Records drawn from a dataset
_ _ _
PR #503, opened 2019-02-27
changed gitattributes file for crlf

rudihorn:
For some reason my git was suddenly showing me that the `tests/dos-newlinks.links` file was modified because of CRLF settings. Seemingly also setting the `text=auto` flag rather than just `text` helps.

### DIFF
--- a/.gitattributes
+++ b/.gitattributes
@@ -3,4 +3,4 @@
 
 # An important exception is a file for testing Links' support for DOS line
 # endings
-tests/dos-newlines.links text eol=crlf
+tests/dos-newlines.links text=auto eol=CRLF
--- a/.gitattributes
+++ b/.gitattributes
@@ -3,4 +3,4 @@
 
 # An important exception is a file for testing Links' support for DOS line
 # endings
-tests/dos-newlines.links text=auto eol=CRLF
+tests/dos-newlines.links text=auto eol=crlf


jstolarek:
Strange. What system and which version of git? I'm on Debian with git 2.11. I tested this locally before committing and now I'm working on another machine and everything works as expected.

rudihorn:
It mostly worked as expected, but when I did a git reset and other fiddling it broke and just wouldn't fix itself (git stash, git checkout <file>) did not work. Changing `.gitattributes` then suddenly fixed it, even in branches where I did not have the `.gitattributes` file. This seems to be just more stable all-round.

jstolarek:
Please don't merge yet. There's one thing I want to test but don't the time to do it at the moment.

rudihorn:
Okay, I'll leave you to merge it when you are ready and if others are okay with this.

jstolarek:
I merged the fix but there is something I don't understand. Firstly, I can confirm that I was able to reproduce the problem by cloning a remote repo. I don't know why my tests with cloning a local repo didn't catch it yesterday - sorry about that. Secondly, a similar problem was revealed for *.pdf and *zip files in the repo. These are now marked as binary in `.gitattributes`.

Now, the part I don't understand is why saying `text=auto eol=crlf` works. Manual only mentions `text=auto` or `text eol=crlf` and does not say anything about possibility of combining the two. My understanding was that `eol=...` overrides the default behaviour of `auto`.

Furthermore, it seems possible to convert `tests/dos-newlines.links` to Unix line endings and commit it to the repo, but the file will be converted to DOS format on clone. This is a bit weird, since the working tree will differ from what's actually in the repo, and git emits a warning when committing a converted file:

> warning: LF will be replaced by CRLF in tests/dos-newlines.links.
> The file will have its original line endings in your working directory.

Anyway, the fix seems to work on a Linux machine. Can someone test on Windows? @frank-emrich, could you try cloning a repo and seeing whether the working tree is clean?

Issue #501, opened 2019-02-26
Check code style using OCaml format


rudihorn:
Following the whitespace / indentation comments in #498, I also just realised that we could extend this to formatting as well.  We could extend @dhil scripts to check the source code by using ocamlformat (https://github.com/janestreet/ocamlformat) to run on a source code and ensuring it makes no changes to that file during CI tests.

Can discuss at the next links meeting, I'm happy to help sort this out.

dhil:
I think this has been on @frank-emrich's road map for quite some time. I recall discussing it last year. I am generally in favour of using some **automatic** code formatting tool.

jamescheney:
We can close this now!

PR #504, opened 2019-02-27
[Proposal] Ocamlformat

rudihorn:
In reference to #501 I have made a modification to the whitespace script to include a script for executing `ocamlformat` on all the links files. I don't believe the tool works for `*.mly` and `*.mll` files yet, but it is still useful. To see how it formats the tools, install ocamlformat using `opam install ocamlformat` and then run `./tools/rules/ocamlformat_check fix`.

Many files need their comments fixed, because they inadvertently include documentation comments, i.e. `(** some comment *)` not properly attached to a node. These would need to be manually fixed.


rudihorn:
For reference:

@dhil Asked if there is an emacs plugin. There is an emacs plugin which can be installed by following the instructions: https://github.com/janestreet/ocamlformat#installation

jstolarek:
While I fully support the idea of having some sort of code formatting conventions I don't like the idea of handing this to an automated tool. I think human can do a better job of code formatting than a tool, whereas tools can do things that don't always improve readability.

That being said, I think the biggest problems with code readability and formatting come from poor quality of the code itself. Here's a typical excerpt from `typeSugar.ml`:

```OCaml
                        begin
                          match Instantiate.apply_type t tyargs with
                            | `Function (fps, fe, rettyp) ->
                                let rettyp = Types.for_all (rqs, rettyp) in
                                let ft = `Function (fps, fe, rettyp) in
                                let f' = erase f in
                                let e = tabstr (rqs, FnAppl (with_dummy_pos (tappl (f'.node, tyargs)), List.map erase ps)) in
                                  unify ~handle:Gripers.fun_apply
                                    ((exp_pos f, ft), no_pos (`Function (Types.make_tuple_type (List.map typ ps),
                                                                         context.effect_row,
                                                                         rettyp)));
                                  e, rettyp, merge_usages (usages f :: List.map usages ps)
                            | `Lolli (fps, fe, rettyp) ->
                                let rettyp = Types.for_all (rqs, rettyp) in
                                let ft = `Function (fps, fe, rettyp) in
                                let f' = erase f in
                                let e = tabstr (rqs, FnAppl (with_dummy_pos (tappl (f'.node, tyargs)), List.map erase ps)) in
                                  unify ~handle:Gripers.fun_apply
                                    ((exp_pos f, ft), no_pos (`Lolli (Types.make_tuple_type (List.map typ ps),
                                                                      context.effect_row,
                                                                      rettyp)));
                                  e, rettyp, merge_usages (usages f :: List.map usages ps)
                            | _ ->
                                assert false
                        end
```

The main body of the code is indented to start at column 30 and ends at column 125. Both branches are identical and differ only in `Function`/`Lolli` constructor. These two branches share a common piece of code that should be parametrized and extracted to top-level function. It will then have a small indentation and will easily fit 80 columns.

All of `typeSugar.ml` (and a few other files) is an example of this kind of repetitious code. Even if functions are declared, they are often declared locally in a branch and same declarations can be repeated in different branches of a `match`, again resulting in code duplication. These kind of problems need to be fixed by refactoring the code and I feel this would be something that would have a major impact on readability of Links source code.

slindley:
I quite agree with @jstolarek. It might be useful to use a tool to check whether code complies with a particular formatting convention on occasion, but blindly applying it to existing source code is doomed to failure.

The most important coding convention we have always aimed to follow (and not always succeeded in) is to try to use internally consistent formatting within each file.

jstolarek:
BTW does OCaml have an equivalent of Java's [checkstyle](http://checkstyle.sourceforge.net/)? (Fantastic tool!)

rudihorn:
While automatic code formatting isn't always perfect, my experience with `ocamlformat` is that it offers a minimum of readability that probably is on average better than the worst of the files in links. I doubt that ocamlformat will produce anything "doomed for failure" and if that did somehow happen to be the case, it is possible to configure and even disable ocamlformat in the file itself (https://github.com/ocaml-ppx/ocamlformat#options).

I agree with @jstolarek that part of the main problem is simply poorly written code, but even that particular snippet becomes slightly more readable with ocamlformat, without having to manually refactor the entire codebase by hand. And when things do get refactored, it will automatically join things in single lines that do fit in the 80 column limit.

```
            match Instantiate.apply_type t tyargs with
            | `Function (fps, fe, rettyp) ->
                let rettyp = Types.for_all (rqs, rettyp) in
                let ft = `Function (fps, fe, rettyp) in
                let f' = erase f in
                let e =
                  tabstr
                    ( rqs
                    , FnAppl
                        ( with_dummy_pos (tappl (f'.node, tyargs))
                        , List.map erase ps ) )
                in
                unify ~handle:Gripers.fun_apply
                  ( (exp_pos f, ft)
                  , no_pos
                      (`Function
                        ( Types.make_tuple_type (List.map typ ps)
                        , context.effect_row
                        , rettyp )) ) ;
                (e, rettyp, merge_usages (usages f :: List.map usages ps))
            | `Lolli (fps, fe, rettyp) ->
                let rettyp = Types.for_all (rqs, rettyp) in
                let ft = `Function (fps, fe, rettyp) in
                let f' = erase f in
                let e =
                  tabstr
                    ( rqs
                    , FnAppl
                        ( with_dummy_pos (tappl (f'.node, tyargs))
                        , List.map erase ps ) )
                in
                unify ~handle:Gripers.fun_apply
                  ( (exp_pos f, ft)
                  , no_pos
                      (`Lolli
                        ( Types.make_tuple_type (List.map typ ps)
                        , context.effect_row
                        , rettyp )) ) ;
                (e, rettyp, merge_usages (usages f :: List.map usages ps))
            | _ -> assert false )
```

jamescheney:
Instead of automatically reformatting, is it possible to set things up so that if something is not done the way `ocamlformat` would, you get a warning/report?  (I guess this is what an OCaml `checkstyle` would do, if it existed.)  Something like

```
for each file f1
  ocamlformat f > f2
  diff f1 f2
```
?

that one can run on individual files or on everything?

rudihorn:
This is how it is currently done. Travis checks if `ocamlformat` outputs the same file and otherwise does not pass CI.

jamescheney:
OK.  My suggestion was to provide the check but not require everything to pass it in order to commit.  I don't think there's a consensus in favor of forcing everything to match `ocamlformat`.  Perhaps we can maintain a whitelist of files that are checked in this way, and people can opt-in for files they maintain without requiring everyone to do it all at once?

jstolarek:
I think this PR is becoming something I would like to discuss at a meeting. I have several questions and concerns that will probably be much faster to formulate and answer without having to write.

frank-emrich:
> Perhaps we can maintain a whitelist of files that are checked in this way, and people can opt-in for files they maintain without requiring everyone to do it all at once?

Yes, `ocamlformat` allows enabling or disabling it on a per-file basis using a dedicated config file, which would allow a gradual migration or using it only on some files in the long term.
In addition, like many formatters, it can be disabled locally on parts of a file, where we feel that custom formatting does a better job (e.g., a large expression where we would like to align things cleverly).

jamescheney:
In the dev meeting we decided that if this can be put in an opt-in form (i.e. allowing people to try it out on specific files without renaming everything wholesale) then this can be merged, people can try it out and we can have a more informed discussion whether to do automate or check formatting.

jstolarek:
@rudihorn, is this PR in a state where we can try it out? What is the exact plan anyway? Do we merge the PR into master or are we expected to use a separate branch for experimenting?

rudihorn:
As it stands I have changed the rules check to not run files called `*.skip` and have used this to disable the ocamlformat check. I have added the `.ocamlformat` config file to this PR, and have started working on a wiki page but have not finished this yet. I am otherwise happy for this to be merged to the master though, as it won't touch or break anything else of links.

rudihorn:
I think the most important things to know about ocamlformat are now listed in https://github.com/links-lang/links/wiki/Ocamlformat. Feel free to edit or let me know what else should be added.

frank-emrich:
Thanks, that looks good. I have extended the description for disabling `ocamlformat` by explaining that we could also have a `.ocamlformat-ignore` file (for disabling per-file) and that one can disable formatting for individual bindings/expressions/etc.

frank-emrich:
@rudihorn 
> As it stands I have changed the rules check to not run files called *.skip and have used this to disable the ocamlformat check.

I suggest that instead your script just greps the `.ocamlformat-ignore` file to see if a file should be ignored. Of course, this means that we can't use glob patterns like `bin/*` in there, but that's fine.

rudihorn:
@frank-emrich You are right this is a better way to do this. I have now added all files that violate ocamlformat into the `.ocamlformat-ignore` file. No changes are necessary to the script as ocamlformat already takes care of this. It does not support glob patterns anyway, but this is fine.

jstolarek:
I just checked out this PR branch to try it out. However, if I run, say `ocamlformat -i core/typeSugar.ml` nothing happens, i.e. the file remains unchanged. What am I doing wrong?

rudihorn:
@jstolarek you need to remove `core/typeSugar.ml` from `.ocamlformat-ignore`, then it will work.

jstolarek:
Ok, so now I get a bunch of warnings:

```
ocamlformat: ignoring "core/typeSugar.ml" (misplaced documentation comments - warning 50)
File "core/typeSugar.ml", line 3191, characters 11-67:
Warning 50: unattached documentation comment (ignored)
File "core/typeSugar.ml", line 3197, characters 11-167:
Warning 50: unattached documentation comment (ignored)
File "core/typeSugar.ml", line 3421, characters 11-122:
Warning 50: unattached documentation comment (ignored)
File "core/typeSugar.ml", line 3439, characters 11-59:
Warning 50: unattached documentation comment (ignored)
File "core/typeSugar.ml", line 3441, characters 13-191:
Warning 50: unattached documentation comment (ignored)
File "core/typeSugar.ml", line 3450, characters 11-46:
Warning 50: unattached documentation comment (ignored)
File "core/typeSugar.ml", line 3454, characters 11-82:
Warning 50: unattached documentation comment (ignored)
File "core/typeSugar.ml", line 3652, characters 10-76:
Warning 50: unattached documentation comment (ignored)
```
but the file still remains unchanged.

rudihorn:
This is because someone thought that having comments with two starts, i.e. `(** comment*)` looks nicer, even though this syntax is reserved for documentation comments. If documentation comments aren't correctly placed at an element the formatter doesn't know what to do and just leaves the file. The trick is to just change them into normal comments by removing one of the stars (i.e. `(* comment *)`).

jstolarek:
Yes, so I understand that. The question is whether this is all ocamlformat pays attention to at the moment? How do I make it reformat a file like you showed in https://github.com/links-lang/links/pull/504#issuecomment-468219082?

rudihorn:
Should work with:

```
sed -i '/typeSugar.ml$/d' .ocamlformat-ignore
sed -i 's/(\*\*/(\*/;s/(\*\*)//' core/typeSugar.ml
./tools/rules/ocamlformat_check fix
```

rudihorn:
You can also format all files in core by doing:

```
sed -i 's/(\*\*/(\*/;s/(\*\*)//' core/*.ml
sed -i '/core\/*.ml/d' .ocamlformat-ignore
./tools/rules/ocamlformat_check fix
```

jstolarek:
Works. Thanks.

jstolarek:
I played a bit with ocamlformat.  Here are some examples of code before and after ocamlformat formatting (all examples come from typeSugar.ml).

Before:
```OCaml
and is_pure p = match p.node with
  | QualifiedVar _
  | Constant _
  | Var _
  | FunLit _
  | DatabaseLit _
  | TableLit _
  | TextNode _
  | HandlerLit _
  | Section _ -> true
```

After:
```OCaml
  and is_pure p =
    match p.node with
    | QualifiedVar _ | Constant _ | Var _ | FunLit _ | DatabaseLit _
     |TableLit _ | TextNode _ | HandlerLit _ | Section _ ->
        true
```

Before:
```OCaml
val extend_record : griper
val record_with : griper

val list_lit : griper

val table_name : griper
val table_db : griper
val table_keys : griper
```

After:
```OCaml
val extend_record : griper

val record_with : griper

val list_lit : griper

val table_name : griper

val table_db : griper

val table_keys : griper
```

Before:
```OCaml
let but2things (lthing, (lexpr, lt)) (rthing, (rexpr, rt)) =
  build_tyvar_names [lt;rt];
  let ppr_lt = show_type lt in
  let ppr_rt = show_type rt in
  ", but the " ^ lthing ^ nli () ^
   code lexpr           ^ nl  () ^
  "has type"            ^ nli () ^
   code ppr_lt          ^ nl  () ^
  "while the " ^ rthing ^ nli () ^
   code rexpr           ^ nl  () ^
  "has type"            ^ nli () ^
   code ppr_rt
```

After:
```OCaml
let but2things (lthing, (lexpr, lt)) (rthing, (rexpr, rt)) =
  build_tyvar_names [lt; rt] ;
  let ppr_lt = show_type lt in
  let ppr_rt = show_type rt in
  ", but the " ^ lthing ^ nli () ^ code lexpr ^ nl () ^ "has type" ^ nli ()
  ^ code ppr_lt ^ nl () ^ "while the " ^ rthing ^ nli () ^ code rexpr ^ nl ()
  ^ "has type" ^ nli () ^ code ppr_rt
```

Before:
```OCaml
(* FIXME:

   we need to explicitly instantiate quantifiers
   like this *whenever* we do any kind of
   elimination
*)
```

After:
```OCaml
(* FIXME:

           we need to explicitly instantiate quantifiers
           like this *whenever* we do any kind of
           elimination
        *)
```

I think all of the above are regessions.  I admit though that there are fragments of code that, I think, look better:

Before:
```OCaml
let () = unify ~handle:Gripers.extend_record
  (pos_and_typ r, no_pos (`Record (absent_field_env, Types.fresh_row_variable (lin_any, res_any), false))) in
```

After:
```OCaml
let () =
  unify ~handle:Gripers.extend_record
    ( pos_and_typ r
    , no_pos
        (`Record
          ( absent_field_env
          , Types.fresh_row_variable (lin_any, res_any)
          , false )) )
```

Before:
```OCaml
let field_env' =
  StringMap.fold (fun label f field_env' ->
                    match f with
                      | `Absent ->
                          if StringMap.mem label field_env then
                            field_env'
                          else
                            StringMap.add label `Absent field_env'
                      | `Present t ->
                          if StringMap.mem label field_env then
                            failwith ("Could not extend record "^ expr_string (erase r)^" (of type "^
                                        Types.string_of_datatype rtype^") with the label "^
                                        label^
                                        " (of type"^Types.string_of_datatype (`Record (field_env, Unionfind.fresh `Closed, false))^
                                        ") because the labels overlap")
                          else
                            StringMap.add label (`Present t) field_env'
                      | `Var _ -> assert false) rfield_env field_env in
```

After:
```OCaml
let field_env' =
  StringMap.fold
    (fun label f field_env' ->
      match f with
      | `Absent ->
          if StringMap.mem label field_env then field_env'
          else StringMap.add label `Absent field_env'
      | `Present t ->
          if StringMap.mem label field_env then
            failwith
              ( "Could not extend record "
              ^ expr_string (erase r)
              ^ " (of type "
              ^ Types.string_of_datatype rtype
              ^ ") with the label " ^ label ^ " (of type"
              ^ Types.string_of_datatype
                  (`Record
                    (field_env, Unionfind.fresh `Closed, false))
              ^ ") because the labels overlap" )
          else StringMap.add label (`Present t) field_env'
      | `Var _ -> assert false )
    rfield_env field_env
```

Given there is a fair number of places where ocamlformat makes things worse (in my humble opinion) I am still reluctant to just blindly reformat all code with it.  I also tried ocamlformat with Emacs, hoping there is a way to format a region, rather than the whole buffer, but that does not seem to be possible.  So at the moment I would say "no" to ocamlformat, but of course I am open to further discussion.

frank-emrich:
@jstolarek Thanks for taking the time to play around with this!

Fortunately, some of your concerns can be solved by changing the `ocamlformat` configuration.

Setting `break-cases` to `all` turns the code in the first example to

```
match p.node with
    | QualifiedVar _
     |Constant _
     |Var _
     |FunLit _
     |DatabaseLit _
     |TableLit _
     |TextNode _
     |HandlerLit _
     |Section _ ->
        true
```
So the or-patterns are still visibly marked, but also still have their own line.

In your second example, setting `module-item-spacing=preserve` will preserve the original number of lines between items, so the fragment remains as it was before:

```
  val extend_record : griper
  val record_with : griper

  val list_lit : griper

  val table_name : griper
  val table_db : griper
  val table_keys : griper
```


Regarding your third example: Yes, that looks worse. However, the function is part of the `Griper` module within `TypeSugar`. I think this module should be in its own file (independent from any formatting discussions) and we should disable ocamlformat for this file as a whole, because it has many custom-formatted functions. Note that in other cases where we have hand-crafted formatting (like the table in `parseSettings.ml`), we can disable formatting locally using `[@@ocamlformat "disable"]` on a particular binding.


Regarding the formatting of comments: I think there is no silver bullet about what to do with them. I think enabling `ocamlformat` for comments would destroy many hand-crafted comments. So we should set `wrap-comments=false`. Interestigly, this doesn't fix the funny-looking FIXME comment you mentioned. This seems to be a genuine bug in `ocamlformat`, the lines after the FIXME are indented by one level when they shouldn't. There is a different comment starting with `FIXME:` in the same file that formats correctly.

In general, `ocamlformat` has a safety mechanism built-in where it will compare the AST before and after formatting. The formatter will fail fatally if the two ASTs are not identical (modulo comments, whose string contents may genuinely be different). This just means that we don't have to be too worried about `ocamlformat` bugs breaking our code.

jstolarek:
> In general, ocamlformat has a safety mechanism built-in where it will compare the AST before and after formatting.

Interestingly, I noticed one place where ocamlformat removed a `begin ... end`. That was actually nice since it was redundant.

> some of your concerns can be solved by changing the ocamlformat configuration.

In that case I would ask to provide a better configuration to try out!

frank-emrich:
> Interestingly, I noticed one place where ocamlformat removed a `begin ... end`. That was actually nice since it was redundant.

Note that `begin ... end` is part of the concrete syntax, not the abstract one. But still, the check would catch if something went wrong there. If `ocamlformat` would have messed up the  `begin ... end` or other kinds of parantheses in the file, the checker would detect this after re-parsing the file and comparing the ASTs.


> In that case I would ask to provide a better configuration to try out!

I guess we didn't do that initially because much of this depends on personal taste. I'll update the configuration with the settings I mentioned regarding your concerns.

rudihorn:
So the first example @jstolarek mentioned I see as a bit of a personal preference. It is set to make match cases in the top level to be grouped which in small functions results in fewer case lines which I get. Setting it to all is a bad idea as it tends to add lots of extra lines I don't like, but one could maybe do this for individual functions where it makes it easier to find specific cases. 

The second example is doing this because at the same time it is screaming "document me with ocamldoc comments". With comments I think it would be doing the right thing.

The third example is in my eyes a case of bad practice tabstopesque formatting, which in most cases can be ridden of by writing better code and maybe having it poorly formatted would motivate us to do so. An example of code which is formatted by ocamlformat:

```

  let but2things (lthing, (lexpr, lt)) (rthing, (rexpr, rt)) =
    build_tyvar_names [lt; rt] ;
    let ppr_lt = show_type lt in
    let ppr_rt = show_type rt in
    Format.sprintf
      ", but the %s\n\
      \  %s\n\
       has type\n\
      \  %s\n\
       while the %s\n\
      \  %s\n\
       has type\n\
      \  %s"
      lthing (code lexpr) (code ppr_lt) rthing (code rexpr) (code ppr_rt)
```

jstolarek:
> An example of code which is formatted by ocamlformat: (...)
Yes, that also looks nice. What ocamlformat settings does this require?

> I guess we didn't do that initially because much of this depends on personal taste.

I thought that the goal of this PR is to work out a set of coding conventions that we can all agree on (even if they don't fully align with our own personal preferences), so having concrete proposals on what these conventions should be is certainly a desirable thing!

jamescheney:
We decided yesterday to ~~kick the can down the road~~ see if @rudihorn or others can configure this in a whitelist, opt-in way such that users of `ocamlformat` will not affect non-users.  That is;
- [ ] formatting is opt-in: only happens when invoked explicitly by the user
- [ ] there is a whitelist/opt-in mechanism (for example covering only `core/lens/*`) and if someone not using ocamlformat creates a new file it is not formatted unless whitelisted

Open question: should there be a (non-enforced) check to warn if a whitelisted file is not formatted according to ocamlformat?

rudihorn:
So this is what I committed yesterday. It modifies the CI check script to only check the lens folder and everything else can just be run by the user. It won't allow anyone to use write on save, but it will stop someone uploading a whitelisted file.

rudihorn:
I had another look and it turns out it is possible to set `disable=true` in the global `.ocamlformat` file, and then set `disable=false` in `lens/.ocamlformat` as well as `tests/unit/.ocamlformat`. This allows write on save as well. It is then possible to enable individual files using `[@@@ocamlformat "disable=false"]`.  (I think just using `enable` instead of `disable=false` should also work). If this passes CI I'm happy to merge.

rudihorn:
Seems to pass the CI tests fine. @slindley @jstolarek are you fine with this being merged?

jstolarek:
So the current state is that if anyone makes changes to lens or unit test code and it doesn't conform to ocamlformat rules then the CI will break? Is that correct?

rudihorn:
Yes, for the lens code I would like this. This can be fixed by running `./tools/rules/ocamlformat_check fix`.

jstolarek:
Ok, this is fine with me. I see no objections to merging.

dhil:
> [...] are you fine with this being merged?

No. During the previous meeting, I understood that we would defer the decision until the next meeting on the condition it is possible to get build a whitelist rather than a blacklist.

rudihorn:
Do you have any specific concerns that would need to be discussed at the next links meeting @dhil?

dhil:
> Do you have any specific concerns [...]

No. As I said, I understood that we agreed to make no further attempts to merge this into master until we meet next.

rudihorn:
At the last meeting there seemed to be agreement to introduce a whitelist only system, which we now have figured out and is in this PR. If there are still legitimate reservations that need to be considered at the meeting then this is fine, but it would be good to mention these so that is some chance to address them before next meeting. If there are no more reservations / concens then it seems like pointless bureaucracy to wait for the next meeting, which is not to say we can't wait till then, but it should be in a manner that we can wave it off then.

jamescheney:
I believe we did agree not to merge anything before the next meeting so that everyone who has an opinion has a chance to try it out.  I agree with Rudi that there should be an expectation that people who have reservations about merging this make some effort before the meeting to try it out.  I'll send a reminder a week or so before and if there aren't specific/constructive objections or discussion then this should be merged.

SquidDev:
One thing possibly worth exploring is [Dune's built-in support for ocamlformat](https://dune.readthedocs.io/en/latest/formatting.html).

This allows you to run `dune build @fmt` to format all ml/mli files in the project and display a diff, and then `dune promote` to apply that diff. It might be possible to simplify the `ocamlformat_check ` script to use that instead.

jamescheney:
I think we agreed this can go in, pending making consistent with master and configuring so that only the lens directory is whitelisted.  Later, when ocamlformat is released with finer-grained whitelisting, the whitelisting configuration should be updated as well.

azure-pipelines.yml
```diff
@@ -53,9 +49,14 @@ steps:
                   echo "opam \$@" > opam2_local &&
                   chmod a+x opam2_local ;;
         *) exit 1 ;;
-      esac
+      esac;;
+      opam install ocamlformat
```
dhil: Make this a separate step; and you need to use the wrapper script `opam2_local` rather than `opam`.

azure-pipelines.yml
```diff
@@ -52,16 +52,16 @@ steps:
...
-      make rule-check
-    displayName: 'Rule check'
-
   - script: |
       ./opam2_local switch create ocaml-base-compiler.4.06.1
       eval `./opam2_local config env`
     displayName: 'OCaml compiler'
 
+  - script: |
+      ./opam2_local install ocamlformat
```
dhil: By a separate step, I meant it should be in its own `script` section, i.e.
```yaml
- script: |
     ./opam2_local install ocamlformat
  displayName: OCamlformat
```

rudihorn: Okay will do this.

azure-pipelines.yml
```diff
@@ -58,11 +58,11 @@ steps:
     displayName: 'OCaml compiler'
 
   - script: |
-      eval `./opam2_local env`
```
dhil: Technically, I think you should keep this line. Whenever you use `opam2` you likely want to interact with the custom switch.

rudihorn: As long as you aren't using any installed opam products it shouldn't really matter?

dhil: Correct, but you are going to install `ocamlformat` under whatever switch is active. We should probably also run `eval $(./opam2_local env)` in the rule check script.

rudihorn: The rule check script already does this (as it needs it). I have added it back to this switch.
_ _ _
TASK TO COMPLETE: Extract all lines of the records above that include "being".

PROBLEM SOLUTION:
That being said, I think the biggest problems with code readability and formatting come from poor quality of the code itself. Here's a typical excerpt from `typeSugar.ml`:
Seems to pass the CI tests fine. @slindley @jstolarek are you fine with this being merged?
> [...] are you fine with this being merged?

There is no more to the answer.